As we already know, the RAG system relies on vector databases and embeddings for extracting relevant content. However, we have not yet mentioned that the RAG system does not depend only on embeddings or vector databases.
It is possible to employ semantic search within the RAG system for obtaining relevant content from several different sources – be it an embedding-based retrieval system, a traditional database, or a search engine. Afterwards, excerpts from those documents get formatted and incorporated into the model's prompt.
RAG methodologies prove quite beneficial for developing artificial intelligence-based semantic search engines. As a result of integrating RAG algorithms into natural language processing applications for search purposes, advanced software is developed that does not only provide answers to user questions but additionally generates new data based on generative artificial intelligence technologies.
A special feature of RAG-based search engines lies in the possibility of working with unstructured content. Specifically, instead of searching for keyword matches in legal documents, a semantic search engine can be used to provide answers to more complex user requests, e.g., identify legal cases when some law was applied in certain conditions.

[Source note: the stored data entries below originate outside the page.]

Issue #767, opened 2016-09-08
valency of elements and benzene bonds


nyee:
@KEHANG, @mliu49, and I were discussing refactoring and fixes for valency. First, we seem to have places where we have duplicated hard-coding for calculating valency, such as [here](https://github.com/ReactionMechanismGenerator/RMG-Py/blob/master/rmgpy/molecule/adjlist.py#L43) and [here](https://github.com/ReactionMechanismGenerator/RMG-Py/blob/master/rmgpy/molecule/molecule.py#L359). We suggest moving all of these to the rmgpy.molecule.element.py so that at least it is all hard-coded in the same place.

Second, benzene bond valency is unclear because of Cbf atomtype, which can have three 'B' bonds. After looking at a few example PAH's, we think the best fix is to use a valency of 4/3 if there are exactly three benzene bonds and 3/2 in all other cases. We considered creating a new bond order 'FB' for fused benzene bonds, but rejected it because it still has unclear valency when PAHs get big enough. For example, in pyrene the apparent bond order for 'FB' could be 1 or 2 depending on which bond you are looking at.

nyee:
#403 is related

mliu49:
Addressed by #769.

PR #769, opened 2016-09-09
Dynamic benzene bond order to fix issue #767

KEHANG:
This PR starts with commits made by @rwest aiming to address the bond order issue for `Cbf`. The detailed issue and solution were recorded [in issue 767] (https://github.com/ReactionMechanismGenerator/RMG-Py/issues/767). 

In summary, we try to modify a little to the current benzene bond order assignment: dynamic bond order depending on how many benzene bonds an atom has; if atom has three benzene bonds, the bond order for each benzene bond is 4/3, while other cases, the benzene bond order stays unchanged. This fix will have fused aromatics parsed correctly from adjacencylist.

In addition, 3 fused aromatics unittests and 1 adjacencylist unittest are added to make sure new changes are valid. so this PR includes

- new way of assigning benzene bond order

- additional unittests for fused aromatics parsing

- code clean-up: moving `bond_orders` to `molecule.py` and `PeriodicSystem` to `element.py`

### DIFF
--- a/rmgpy/molecule/adjlist.py
+++ b/rmgpy/molecule/adjlist.py
@@ -35,23 +35,9 @@ import logging
 import re
 from .molecule import Atom, Bond, getAtomType
 from .group import GroupAtom, GroupBond
-from .element import getElement
+from .element import getElement, PeriodicSystem
 #import chempy.molecule.atomtype as atomtypes
 
-class PeriodicSystem(object):
-    valence_electrons_first_period_elements  = {'H':1, 'He':2}
-        
-    valence_electrons_second_period_elements = {'C':4, 'N':5, 'O':6, 'Ne':8}
-        
-    valence_electrons_third_period_elements  = {'Si':4, 'S':6, 'Cl':7, 'Ar':8}
-        
-    valence_electrons = {}
-    valence_electrons.update(valence_electrons_first_period_elements)
-    valence_electrons.update(valence_electrons_second_period_elements)
-    valence_electrons.update(valence_electrons_third_period_elements)
-    
-    lone_pairs         = {'H': 0, 'He':1, 'C': 0, 'N': 1, 'Ne': 4, 'O': 2, 'Si':0, 'S': 2, 'Cl':3, 'Ar':4 }
-    
 class Saturator(object):
     @staticmethod
     def saturate(atoms):
@@ -310,13 +296,12 @@ def fromOldAdjacencyList(adjlist, group=False, saturateH=False):
                                  )
                 
             else:
-                standardLonePairs = {'H': 0, 'C': 0, 'O': 2, 'S': 2, 'Si': 0, 'Cl': 3, 'He': 1, 'Ne': 4, 'Ar': 4}
                 if lonePairsOfElectrons is not None:
                     # Intermediate adjlist representation
                     lonePairsOfElectrons = lonePairsOfElectrons + additionalLonePairs[0]
                 else:
                     # Add the standard number of lone pairs with the additional lone pairs
-                    lonePairsOfElectrons = standardLonePairs[atomType[0]] + additionalLonePairs[0]
+                    lonePairsOfElectrons = PeriodicSystem.lone_pairs[atomType[0]] + additionalLonePairs[0]
                     
                 atom = Atom(element=atomType[0],
                         radicalElectrons=radicalElectrons[0],
@@ -381,17 +366,15 @@ def fromOldAdjacencyList(adjlist, group=False, saturateH=False):
         if not group:
             if saturateH:
                 # Add explicit hydrogen atoms to complete structure if desired
-                standardLonePairs = {'H': 0, 'C': 0, 'O': 2, 'S': 2, 'Si': 0, 'Cl': 3, 'He': 1, 'Ne': 4, 'Ar': 4}
-                valences = {'H': 1, 'C': 4, 'O': 2, 'N': 3, 'S': 2, 'Si': 4, 'Cl': 1, 'He': 0, 'Ne': 0, 'Ar': 0}
                 newAtoms = []
                 for atom in atoms:
                     try:
-                        valence = valences[atom.symbol]
+                        valence = PeriodicSystem.valences[atom.symbol]
                     except KeyError:
                         raise InvalidAdjacencyListError('Error in adjacency list:\n{1}\nCannot add hydrogens: Unknown valence for atom "{0}".'.format(atom.symbol, adjlist))
                     radical = atom.radicalElectrons
                     order = atom.getBondOrdersForAtom()
-                    count = valence - radical - int(order) - 2*(atom.lonePairs-standardLonePairs[atom.symbol])
+                    count = valence - radical - int(order) - 2*(atom.lonePairs-PeriodicSystem.lone_pairs[atom.symbol])
                     for i in range(count):
                         a = Atom(element='H', radicalElectrons=0, charge=0, label='', lonePairs=0)
                         b = Bond(atom, a, 'S')
@@ -882,8 +865,7 @@ def getOldElectronState(atom):
     """
     Get the old adjacency list format electronic state
     """
-    standardLonePairs = {'H': 0, 'C': 0, 'O': 2, 'S': 2, 'Si': 0, 'Cl': 3, 'He': 1, 'Ne': 4, 'Ar': 4}
-    additionalLonePairs = atom.lonePairs - standardLonePairs[atom.element.symbol]
+    additionalLonePairs = atom.lonePairs - PeriodicSystem.lone_pairs[atom.element.symbol]
     electrons = atom.radicalElectrons + additionalLonePairs * 2
     if electrons == 0:
         electronState = '0'
--- a/rmgpy/molecule/adjlist.py
+++ b/rmgpy/molecule/adjlist.py
@@ -93,7 +93,6 @@ class Saturator(object):
                         - 2* atom.lonePairs - order - atom.charge
             
             '''
-            global bond_orders
             newAtoms = []
             for atom in atoms:
                 try:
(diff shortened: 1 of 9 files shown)


rmgpy/molecule/molecule.py
```diff
@@ -356,16 +362,9 @@ def updateCharge(self):
...
-        order = 0
-        for atom2, bond in self.bonds.items():
-            order += orders[bond.order]
-        if self.symbol == 'H' or self.symbol == 'He':
-            self.charge = 2 - valence - order - self.radicalElectrons - 2*self.lonePairs
-        else:
-            self.charge = 8 - valence - order - self.radicalElectrons - 2*self.lonePairs
+        valence = elements.PeriodicSystem.valence_electrons[self.symbol]
+        order = self.getBondOrdersForAtom()
+        self.charge = valence - order - self.radicalElectrons - 2*self.lonePairs
```
mliu49: I think it might be more clear if valence is renamed to valence_electrons here. Previously, the valence was hard coded, then the charge was calculated by subtracting the valence from the size of the valence shell, but now it directly uses the number of valence electrons, but the variable is still called valence.

Again, I don't know how we'll deal with multivalent elements...

rmgpy/molecule/parser.py
```diff
@@ -571,6 +571,7 @@ def convert_3_atom_2_bond_path(start, mol):
     electrons that the molecule should undergo.
     """
     from rmgpy.data.kinetics.family import ReactionRecipe
+    from .molecule import bond_orders
 
     def is_valid(mol):
         """Check if total bond order of oxygen atoms is smaller than 4."""
```
mliu49: For some reason, I can't comment directly on line 581, but could that line be replaced with `getBondOrdersForAtom`?

rmgpy/molecule/parser.py
```diff
@@ -768,15 +769,15 @@ def reset_lone_pairs(mol, p_indices):
...
     """
-
+    from .molecule import bond_orders
     for at in mol.atoms:
         index = mol.atoms.index(at) + 1 #1-based index
         count = p_indices.count(index)
         if count != 0:
             at.lonePairs = count
         else:    
             order = sum([bond_orders[b.order] for _,b in mol.getBonds(at).iteritems()])
```
mliu49: Could this also be replaced by `getBondOrdersForAtom`?

rmgpy/molecule/molecule.py
```diff
@@ -402,6 +401,30 @@ def setSpinMultiplicity(self,spinMultiplicity):
...
+        This helper function is to help calculate total bond orders for an
+        input atom.
+
+        Some special consideration for the order `B` bond. For atoms having 
+        three `B` bonds, the order for each is 4/3.0, while for atoms having other
+        than three `B` bonds, the order for  each is 3/2.0
+        """
+        num_B_bond = 0
+        order = 0
+        for _, bond in self.bonds.items():
```
mliu49: Could this be reduced to `for bond in self.bonds.values()`?

rmgpy/molecule/molecule.py
```diff
@@ -60,6 +60,12 @@
 
 ################################################################################
 
+bond_orders = {'S': 1, 'D': 2, 'T': 3}
+
+globals().update({
+    'bond_orders': bond_orders,
```
mliu49: Just for the sake of me learning, what's the purpose of updating the `globals()` dictionary?

rmgpy/molecule/adjlistTest.py
```diff
@@ -349,6 +349,55 @@ def testFromAdjacencyList4(self):
...
+            """
+        molecule = Molecule().fromAdjacencyList(adjlist, saturateH=True)
+        
+        self.assertTrue(molecule.multiplicity == 1)
+        
+        atom1 = molecule.atoms[0]
+        atom2 = molecule.atoms[1]
+        atom3 = molecule.atoms[2]
+        atom7 = molecule.atoms[6]
+        atom11 = molecule.atoms[10]
```
mliu49: Does the order of atoms always remain constant in RMG? If so, then this should be fine.

rmgpy/molecule/adjlist.py
```diff
@@ -381,7 +367,6 @@ def fromOldAdjacencyList(adjlist, group=False, saturateH=False):
         if not group:
             if saturateH:
                 # Add explicit hydrogen atoms to complete structure if desired
-                orders = {'S': 1, 'D': 2, 'T': 3, 'B': 1.5}
                 standardLonePairs = {'H': 0, 'C': 0, 'O': 2, 'S': 2, 'Si': 0, 'Cl': 3, 'He': 1, 'Ne': 4, 'Ar': 4}
```
mliu49: After looking at this a bit more, I think the two dictionaries should be the same, and nitrogen should be included. Otherwise, there will be a KeyError in line 380 if this function is ever called with a nitrogen atom. I suppose this has never come up because `fromOldAdjacencyList` doesn't get used very much?

KEHANG: Good catch and thanks for the commets! I'm modifying accordingly.

rmgpy/molecule/molecule.py
KEHANG: this is cython related consideration. This step is necessary when you have cythonized constant need to be imported by other python modules. So here `bond_orders` is defined in `molecule.py` which is going to be cythonized, in order to let say `parser.py`, a python module, to import successfully, you have to declare it in a globally accessible dict `globals`.

rmgpy/molecule/molecule.py
KEHANG: thanks for pointing it out, I was trying to use `self.bonds.iteritems()`instead of `self.bonds.items()`, since former is a type of `iterator/generator` which is more memory efficient. For more detail, you can take a look [here](http://stackoverflow.com/questions/24189379/what-is-the-advantage-of-iteritems).

rmgpy/molecule/adjlistTest.py
KEHANG: it's fine here since we didn't do `mol.sortVertices()`

rmgpy/molecule/element.py
```diff
@@ -106,19 +106,21 @@ def __reduce__(self):
...
-    valence_electrons_third_period_elements  = {'Si':4, 'S':6, 'Cl':7, 'Ar':8}
+    """
+    Collects hard-coded information of elements in periodic table. 
 
-    valence_electrons = {}
-    valence_electrons.update(valence_electrons_first_period_elements)
-    valence_electrons.update(valence_electrons_second_period_elements)
-    valence_electrons.update(valence_electrons_third_period_elements)
+    Currently it has static attributes:
+    `valenes`: the number of bonds an element is able to form around it.
```
mliu49: fixup to correct 'valences'?

rmgpy/molecule/parser.py
```diff
@@ -571,13 +571,14 @@ def convert_3_atom_2_bond_path(start, mol):
     electrons that the molecule should undergo.
     """
     from rmgpy.data.kinetics.family import ReactionRecipe
+    from .molecule import bond_orders
```
mliu49: This import and the one on line 772 are no longer needed.

rmgpy/molecule/moleculeTest.py
```diff
@@ -1276,6 +1278,123 @@ def testSaturateAromaticRadical(self):
...
+16 C u0 p0 c0 {6,D} {15,D}
+17 H u0 p0 c0 {7,S}
+18 H u0 p0 c0 {13,S}
+19 H u0 p0 c0 {8,S}
+20 H u0 p0 c0 {9,S}
+21 H u0 p0 c0 {10,S}
+22 H u0 p0 c0 {11,S}
+23 H u0 p0 c0 {14,S}
+24 H u0 p0 c0 {12,S}
+25 H u0 p0 c0 {15,S}
```
mliu49: I didn't notice this earlier, but this adjlist seems a bit weird. Was this the intended molecule?

image

KEHANG: yes, that's intended

rmgpy/molecule/parser.py
KEHANG: good point, thanks!

rmgpy/molecule/moleculeTest.py
rwest: Looks weird, but I think that's one valid way to represent a resonance form of a pyrene radical:
screen shot 2016-09-14 at 9 39 37 pm

rmgpy/molecule/moleculeTest.py
```diff
@@ -1276,6 +1278,123 @@ def testSaturateAromaticRadical(self):
...
+""")
+        pyrene_rad2 = Molecule().fromSMILES('[C]1C=C2C=CC=C3C=CC4=CC=CC=1C4=C23')
+        for isomer in pyrene_rad2.generateResonanceIsomers():
```
mliu49: Should this be `generateAromaticResonanceIsomers(pyrene_rad2)`?

On a related note, RMG goes crazy trying to generate resonance isomers for the kekulized form of this pyrene radical, moving the radical all over the molecule. However, this radical can't shift because it's in an sp2 orbital that's not in the same plane as the delocalized pi system. Another issue to add to the aromaticity list...

KEHANG: Probably I will add another item to your aromaticity list, `generateAromaticResonanceIsomers(pyrene_rad2)` currently cannot generate the intended isomer. Only using `pyrene_rad2.generateResonanceIsomers()` includes that.

rmgpy/molecule/moleculeTest.py
mliu49: Sorry, could you explain a bit more? I don't quite understand why it's a valid resonance form. Also, @rwest, is the pyrene in your image missing two hydrogens?

rwest: Haha oops. I wasted time photoshopping out one of the hydrogens, without realizing I'd successfully removed the one opposite it before generating the image (I thought my attempt had failed). Try this one:
screen shot 2016-09-14 at 11 01 48 pm

It may not be a sensible resonance form; I meant "valid" for the way RMG currently handles delocalization and Kekulization. 

This may be naïve, but my quick thinking (I think based on what RMG attempts)  is any bonding arrangement which allows you to put all the atoms (including H's) in the right place, and has the same overall number of radicals (hence multiplicity), is a resonance structure.

mliu49:
Everything looks good! I'll go ahead and merge this.

The resonance isomer question is something that I will work on later, and we can change that unit test if needed in the future.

As it may be seen, combining RAG and semantic search methodologies enable the engine to return accurate results as well as reveal patterns in data.
RAG algorithms may also extract information from both internal and external search engines. When integrated into the external search engine, RAG algorithms are able to find relevant information from the Internet. At the same time, the integration into the internal search engine provides users with access to corporate resources, including websites.

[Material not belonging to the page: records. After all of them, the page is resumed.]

PR #774, opened 2016-09-19
Entry accessibility

nyee:
Making this pull request as a place to write down work that still needs to be done. This is not ready to be merged.

This pull request addresses the issue of entry accessibility unit tests for the RMG-database. The main testDatabases other than kinetics are almost complete, and should probably go into their own pull request. Work that still needs to be done on these:
1. Functions and unit tests dealing with addImplicitBenzene. Right now it does too much and doesn't do those things right. I shouldn't try to handle Cbf3 as its more complicated than anything in the database and phenalene (my simple test case for Cbf3) is not actually fully aromatic on every ring. 
2. Refactor valency in standardizeAtomTypes method to use methods from #769  
3. Finish making a method to test that either a group has either <3 Cbf atoms or has all Cb/Cbf atoms in explicit rings. Otherwise we shouldn't allow these groups in the database because it is too hard to make sample molecules (by hand or by code)

I also want to use some of these commits to fix entry accessibility in kinetics, which will probably make a second pull request. There is still a lot of work to do for that:
1. Problem of conflicting ends and backbones. Some unimolecular kinetics families follow the paradigm of having a 'backbone' subtree describing the overall shape of the molecule and 'end' groups describing the reactive sites. We need to refactor the backbone entries to be orthogonal to the end entries. That is, any labelled atom overlapping between an end Group and backbone Group should be as general as the top of the end subtree. In the backbone, we only describe atoms not accounted for in the end groups (non-overlapping), or the bonding between non-overlapping atoms and overlapping atoms. This will make organization of the groups better as well as fix difficulties in making sample atoms.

As an illustration, consider a customer service chatbot for an e-commerce organization that can access not only an external search engine like Google but also an internal search engine that would enable access to information available in the knowledge base of the company.

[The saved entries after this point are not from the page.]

PR #781, opened 2016-10-06
Modified to prevent user-specified PList from being overwritten

zjburas:
Changed if statement in PressureDependenceJob.generatePressureList to elif, so that the user-specified PList in Cantherm doesn't always get overwritten. This way, if the user wants cantherm to return k's at specific P's they can do so. I'm not sure if the original if statement was intentional or not, specifically, if it was written that way because of how cantherm is run in RMG mode. The analogous generateTemperatureList function uses an elif statement.


mliu49:
This looks like it was a bug, since `generateTemperatureList` has the same structure with `elif` there. I think it's safe to merge.

mliu49:
Sorry Zach, I didn't realize what "Update branch" did. Could you reset your master branch to 90b463f4de3a29a018b939847e799180c7cbfab6 and then rebase on top of official master?

zjburas:
@mliu49 , I'll just close this PR and reopen another one the right way.

Issue #783, opened 2016-10-11
RMG should allow users to specify transport libraries


alongd:
RMG's database currently have two transport libraries, GRIMech and PrimaryTransportLibrary (might be expanded soon to include JetSurF2 as well), but the user cannot specify transport libraries in the input file. As discussed with @KEHANG , it would be great to add a feature to allow users to specify this (and use the GRIMech and Primary as defaults).

PR #793, opened 2016-10-24
enable users to select customized transport liraries

KEHANG:
This PR tries to address issue #783 that currently users are not allowed to use their own transport libraries. With this patch, everything stays same if user doesn't specify the argument `transportLibraries` in input file. But if one specifies, RMG will use the specified ones.


KEHANG:
@alongd could you test this functionality since you have this need.

alongd:
@KEHANG , seems to work! :)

RAG origins date back to the 1970s. Natural language processing was used in the very early applications to retrieve information, focusing on niche topics. While the main ideas behind text mining have stayed consistent, the technology behind these systems has advanced significantly, making them more effective. By the mid-1990s, services like Ask Jeeves (now Ask.com) popularized question-answering with user-friendly interfaces. IBM's Watson brought further attention to the field in 2011 when it beat human champions on the TV game show Jeopardy!
RAG took a major step forward in 2020, due to research led by Patrick Lewis during his doctoral studies in NLP at University College London and his work at Meta's AI lab. Patrick's team aimed to enhance LLMs by integrating a retrieval index into the model, which would allow it to access and incorporate external data dynamically. Inspired by earlier methods and a paper from Google researchers, they envisioned a system capable of generating accurate, knowledge-based text outputs.
When Lewis integrated a promising retrieval system developed by another Meta team, the results exceeded expectations on the first try is an uncommon feat in AI development.
Conducted using a cluster of NVIDIA GPUs, the study, which was heavily contributed to by Ethan Perez and Douwe Kiela, showed how retrieval could make AI models more precise and reliable. The paper that was subsequently written based on this research is now referenced by hundreds of other researchers for future progress.
Current LLMs have been revolutionized by concepts such as RAG, and they will continue to do so for question-answering and generative AI applications. By accessing external information sources via models, RAG will ensure more authoritative responses, paving the way for innovative applications across various other fields.